Au vu de vos années d'ancienneté (9 ans), nous vous avons proposé, lors de notre entretien du 6 septembre 2004 (auquel vous avez été convoqué par lettre recommandée datée du 1er septembre 2004), deux solutions de reclassement sur notre établissement de Saint-Malo ; ces deux propositions vous ont été confirmées par courrier recommandé du 20 octobre 2004.

Vous avez accepté la proposition de responsable du camion lavage de réservoir (cf. votre correspondance avec AR du 12/11/2004).

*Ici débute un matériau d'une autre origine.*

PR #781, opened 2022-05-17
Avoid redundant Map.containsKey call

turbanoff:
Often Map.containsKey call is redundant or pair of Map.containsKey+some can be replaced with another single Map call.
I propose to cleanup such calls. I believe it makes code a bit shorter and easier to read. Also it improves performance a bit.

### DIFF
--- a/builtins/src/main/java/org/jline/builtins/SyntaxHighlighter.java
+++ b/builtins/src/main/java/org/jline/builtins/SyntaxHighlighter.java
@@ -543,8 +543,9 @@ public class SyntaxHighlighter {
                             }
                         } else if (!addHighlightRule(parts, idx, TOKEN_NANORC) && parts.get(0).matches("\\+" + REGEX_TOKEN_NAME)) {
                             String key = themeKey(parts.get(0));
-                            if (colorTheme.containsKey(key)) {
-                                for (String l : colorTheme.get(key).split("\\\\n")) {
+                            String theme = colorTheme.get(key);
+                            if (theme != null) {
+                                for (String l : theme.split("\\\\n")) {
                                     idx++;
                                     addHighlightRule(RuleSplitter.split(fixRegexes(l)), idx, TOKEN_NANORC);
                                 }
@@ -584,18 +585,20 @@ public class SyntaxHighlighter {
                 addHighlightRule(syntaxName + idx, parts, true, tokenName);
             } else if (parts.get(0).matches(REGEX_TOKEN_NAME + "[:]?")) {
                 String key = themeKey(parts.get(0));
-                if (colorTheme.containsKey(key)) {
+                String theme = colorTheme.get(key);
+                if (theme != null) {
                     parts.set(0, "color");
-                    parts.add(1, colorTheme.get(key));
+                    parts.add(1, theme);
                     addHighlightRule(syntaxName + idx, parts, false, tokenName);
                 } else {
                     Log.warn("Unknown token type: ", key);
                 }
             } else if (parts.get(0).matches("~" + REGEX_TOKEN_NAME + "[:]?")) {
                 String key = themeKey(parts.get(0));
-                if (colorTheme.containsKey(key)) {
+                String theme = colorTheme.get(key);
+                if (theme != null) {
                     parts.set(0, "icolor");
-                    parts.add(1, colorTheme.get(key));
+                    parts.add(1, theme);
                     addHighlightRule(syntaxName + idx, parts, true, tokenName);
                 } else {
                     Log.warn("Unknown token type: ", key);
--- a/console/src/main/java/org/jline/console/impl/ConsoleEngineImpl.java
+++ b/console/src/main/java/org/jline/console/impl/ConsoleEngineImpl.java
@@ -1283,8 +1283,8 @@ public class ConsoleEngineImpl extends JlineCommandRegistry implements ConsoleEn
             if (words.size() > 1) {
                 String h = words.get(words.size() - 2);
                 if (h != null && h.length() > 0) {
-                     if(aliases.containsKey(h)){
-                          String v = aliases.get(h);
+                     String v = aliases.get(h);
+                     if (v != null){
                           candidates.add(new Candidate(AttributedString.stripAnsi(v)
                                            , v, null, null, null, null, true));
                      }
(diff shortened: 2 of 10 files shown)


console/src/main/java/org/jline/console/impl/ConsoleEngineImpl.java
```diff
@@ -1283,8 +1283,8 @@ public void complete(LineReader reader, ParsedLine commandLine, List<Candidate>
             if (words.size() > 1) {
                 String h = words.get(words.size() - 2);
                 if (h != null && h.length() > 0) {
-                     if(aliases.containsKey(h)){
-                          String v = aliases.get(h);
+                     String v = aliases.get(h);
+                     if (v != null){
```
gnodet: Missing space between ')' and '{'

console/src/main/java/org/jline/console/impl/DefaultPrinter.java
```diff
@@ -273,11 +273,10 @@ protected Terminal terminal() {
...
     protected void manageBooleanOptions(Map<String, Object> options) {
         for (String key : Printer.BOOLEAN_KEYS) {
-            if (options.containsKey(key)) {
-                boolean value = options.get(key) instanceof Boolean && (boolean) options.get(key);
-                if (!value) {
-                    options.remove(key);
-                }
+            Object option = options.get(key);
+            boolean value = option instanceof Boolean && (boolean)option;
+            if (!value) {
```
gnodet, line 278: Missing space after the cast `(boolean)`

console/src/main/java/org/jline/console/impl/DefaultPrinter.java
```diff
@@ -512,15 +511,17 @@ private Object mapValue(Map<String, Object> options, String key, Map<String,Obje
...
+            return out;
+        }
+        if (option instanceof String) {
+            out.addAll(Arrays.asList(((String)option).split(",")));
+        } else if (option instanceof Collection) {
+            out.addAll((Collection<String>)option);
+        } else {
+            throw new IllegalArgumentException("Unsupported option list: {key: " + key
+                                             + ", type: " + option.getClass() + "}");
         }
```
gnodet, line 522: It would be nicer to inline the first check in the last one using:
```
} else if (option != null) {
    throw new IllegalArgumentException(...
```

console/src/main/java/org/jline/console/impl/DefaultPrinter.java
```diff
@@ -559,9 +560,8 @@ private String columnValue(String value) {
     @SuppressWarnings("unchecked")
     private Map<String,Object> objectToMap(Map<String, Object> options, Object obj) {
         if (obj != null) {
-            Map<Class<?>, Object> toMap = options.containsKey(Printer.OBJECT_TO_MAP)
-                                                 ? (Map<Class<?>, Object>)options.get(Printer.OBJECT_TO_MAP)
-                                                 : new HashMap<>();
+            Map<Class<?>, Object> toMap = (Map<Class<?>, Object>)
+                    options.getOrDefault(Printer.OBJECT_TO_MAP, Collections.emptyMap());
             if (toMap.containsKey(obj.getClass())) {
```
gnodet, line 562: This changes the return value from `new HashMap<>()` to `Collections.emptyMap()`, the last one being unmodifiable.  Will that cause any issue to callers ?

console/src/main/java/org/jline/console/impl/DefaultPrinter.java
```diff
@@ -641,8 +641,9 @@ private AttributedString highlightValue(Map<String, Object> options, String colu
             if (hv.containsKey("*")) {
                 out = (AttributedString) engine.execute(hv.get("*"), out);
             }
-            if (highlightValue.containsKey("*")) {
-                out = highlightValue.get("*").apply(out);
+           Function<Object, AttributedString> func = highlightValue.get("*");
+           if (func != null) {
+                out = func.apply(out);
             }
```
gnodet, line 644: Indentation is off by one space.

gnodet (changes requested):

console/src/main/java/org/jline/console/impl/DefaultPrinter.java
turbanoff: Not sure I get this one. I did update only value which assigned to `toMap`. And `toMap` is used only in this method.

builtins/src/main/java/org/jline/builtins/SyntaxHighlighter.java
```diff
@@ -543,8 +543,9 @@ public void parse() throws IOException {
                             }
                         } else if (!addHighlightRule(parts, idx, TOKEN_NANORC) && parts.get(0).matches("\\+" + REGEX_TOKEN_NAME)) {
                             String key = themeKey(parts.get(0));
-                            if (colorTheme.containsKey(key)) {
-                                for (String l : colorTheme.get(key).split("\\\\n")) {
+                            String theme = colorTheme.get(key);
+                            if (theme != null) {
+                                for (String l : theme.split("\\\\n")) {
```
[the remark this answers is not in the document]
turbanoff: ignore

console/src/main/java/org/jline/console/impl/DefaultPrinter.java
gnodet: My bad, I misread.

console/src/main/java/org/jline/console/impl/DefaultPrinter.java
```diff
@@ -635,14 +632,15 @@ private AttributedString highlightValue(Map<String, Object> options, String colu
             } else {
                 out = new AttributedString(columnValue(objectToString(options, raw)));
             }
-       }
-       if ((simpleObject(raw) || raw == null) && (hv.containsKey("*") || highlightValue.containsKey("*"))
+        }
+        if ((simpleObject(raw) || raw == null) && (hv.containsKey("*") || highlightValue.containsKey("*"))
```
gnodet, line 636: Unwanted space for indentation

gnodet (changes requested):

console/src/main/java/org/jline/console/impl/DefaultPrinter.java
turbanoff: Why unwanted? Previously it was 7 spaces, which is odd.
I fixed it to be 8.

Or , depuis votre prise de fonction le 15 novembre 2004 à ce jour, nous faisons l'objet de très nombreuses remarques négatives à votre encontre.

Notamment, vos différentes altercations avec l'adjointe de votre responsable hiérarchique, des remontrances de nos clients vis à vis de votre comportement, vos critiques incessantes à l'égard du matériel que nous mettons à votre disposition (matériel déjà utilisé par l'équipe précédente avec adaptation et une très bonne qualité de service).

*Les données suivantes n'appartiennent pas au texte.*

PR #790, opened 2022-06-14
Support for JEP 424

gnodet:
This would require JDK 19 for build and it's currently missing windows support.


gnodet:
Superseded by #826 for preview 2 of this feature available in jdk 20.

PR #857, opened 2023-08-11
The readLine() call should exit when the thread is interrupted

webfolderio:
Refactored the readLine() to exit on thread interruption


gnodet (approved):

gnodet (changes requested):
The change does not compile because the method returns a String.
A unit test to reproduce the problem / faulty behaviour would be welcomed too, as the current code does indeed interrupt the thread when a Ctrl+C is hit, and this is usually well handled and throws a UserInterruptException.

gnodet:
I'll close this PR as it needs an explanation and something that actually works.  Please reopen one if needed.

PR #872, opened 2023-10-10
Fix linux builds

gnodet:
- New JNI provider
- Fix build on linux arm64 and add riscv64

Original PR at https://github.com/fusesource/jansi/pull/274


gnodet:
Fixed with https://github.com/jline/jline3/commit/cde17f7fc157f72a3890f717aafbf3d7b0ad63ef

PR #873, opened 2023-10-16
fix history trim for non-timestamped files

derklaro:
I've got a report today from a user that there is an issue saving the console history. This is due to the fact that the console history can be timestamped (format `<timestamp>:<line>`) but also just the raw line (format `<line>`). The trim process tries to find the delimiter char `:` everytime, and errors out if the console history is not timestamped:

Vous avez délibérément mis au rébus les affaires de travail (paire de bottes) de votre collègue ainsi que du matériel (bandelettes PH) qui est indispensable pour le contrôle de votre travail, et qui a un coût relativement élevé.

Vous reporte(z) sur vos feuilles hebdomadaires des heures incohérentes par rapport à la personne qui fait équipe avec vous.

Enfin, le dernier fait en date remonte au 7 décembre 2004, où notre client Générale des Eaux Antrain nous a fait parvenir une télécopie dans laquelle il nous fait part de son très vif mécontentement, en nous expliquant que vous ne respecte(z) pas les horaires d'intervention réclamées par notre client (obligatoires dans le domaine de l'eau potable pour ne pas rompre l'alimentation en eau).

De plus, nous constatons que vous ne respectez pas le planning de travail, notamment en venant travailler les jours normalement chômés.

Dans notre courrier du 20 octobre 2004 (recommandé avec AR), nous vous avons mis en garde que notre entreprise ne pouvait plus accepter de tels faits et désirait voir de votre part un changement de comportement.

Or , au vu des faits décrits ci-dessus, il s'avère que votre comportement demeure inchangé, malgré nos nombreux avertissements, inacceptable et génère un préjudice économique important à notre société par la perte de contrat ou de confiance de nos clients.